■ **Work item**
Please repeat the records exactly from their first line, finishing at the line containing "### LINKED ISSUE" and including it.

■ **Data**
PR #391, opened 2022-12-17
PR: Use raise from None when raising QtBindingsNotFoundError in __init__

### LINKED ISSUE #390: QtBindingsNotFoundError is not raised correctly (from None) in __init__
As a followup to issue #367 and PR #379 , I wasn't available to review the latter at the time, but the corrected fix discussed in the former (using `raise QtBindingsNotFoundError from None`)  didn't end up getting implemented, as opposed to the original naive version with several issues. we discussed on the issue that solves the two problems I pointed out with the initial naive implementation was not implemented, making the error/traceback message and behavior more appropriate and less confusing, 

Currently, it is treated and printed as an unexpected error during error handling rather than a intentional wrapper error (with `raise from`), and furthermore prints the error message and traceback from importing `pyside6`, making users think it was incorrectly trying to use that binding instead of the one they selected.

Here's how the error output looks now:

```python
>>> import qtpy.QtCore
  File "C:\Users\C. A. M. Gerlach\Documents\dev\SpyderDev\qtpy\qtpy\__init__.py", line 252, in <module>
ModuleNotFoundError: No module named 'PySide6'

During handling of the above exception, another exception occurred:

  File "C:\Users\C. A. M. Gerlach\Documents\dev\SpyderDev\qtpy\qtpy\__init__.py", line 259, in <module>
    raise QtBindingsNotFoundError()
qtpy.QtBindingsNotFoundError: No Qt bindings could be found
```

and here's how it should look with the correct `raise QtBindingsNotFoundError from None`:

```python
>>> import qtpy.QtCore
  File "C:\Users\C. A. M. Gerlach\Documents\dev\SpyderDev\qtpy\qtpy\__init__.py", line 259, in <module>
    raise QtBindingsNotFoundError from None
qtpy.QtBindingsNotFoundError: No Qt bindings could be found
```

CAM-Gerlach:
As described in #390 , this fixes the `raise QtBindingsNotFoundError` in `__init__,py` to correctly use `raise ... from None`, to ensure it behaves appropriately and has a clear, understandable and non-confusing message.

Here's how the error output looked previously:

```python
>>> import qtpy.QtCore
  File "C:\Users\C. A. M. Gerlach\Documents\dev\SpyderDev\qtpy\qtpy\__init__.py", line 252, in <module>
ModuleNotFoundError: No module named 'PySide6'

During handling of the above exception, another exception occurred:

  File "C:\Users\C. A. M. Gerlach\Documents\dev\SpyderDev\qtpy\qtpy\__init__.py", line 259, in <module>
    raise QtBindingsNotFoundError()
qtpy.QtBindingsNotFoundError: No Qt bindings could be found
```

and here's how it looks now:

```python
>>> import qtpy.QtCore
  File "C:\Users\C. A. M. Gerlach\Documents\dev\SpyderDev\qtpy\qtpy\__init__.py", line 259, in <module>
    raise QtBindingsNotFoundError from None
qtpy.QtBindingsNotFoundError: No Qt bindings could be found
```

Fixes #390

### DIFF
--- a/qtpy/__init__.py
+++ b/qtpy/__init__.py
@@ -256,7 +256,7 @@ if API in PYSIDE6_API:
         QT6 = PYSIDE6 = True
 
     except ImportError:
-        raise QtBindingsNotFoundError()
+        raise QtBindingsNotFoundError from None
     else:
         os.environ[QT_API] = API
 


dalthviz (approved):
Thanks @CAM-Gerlach !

■ **Response to this exercise**
PR #391, opened 2022-12-17
PR: Use raise from None when raising QtBindingsNotFoundError in __init__

### LINKED ISSUE #390: QtBindingsNotFoundError is not raised correctly (from None) in __init__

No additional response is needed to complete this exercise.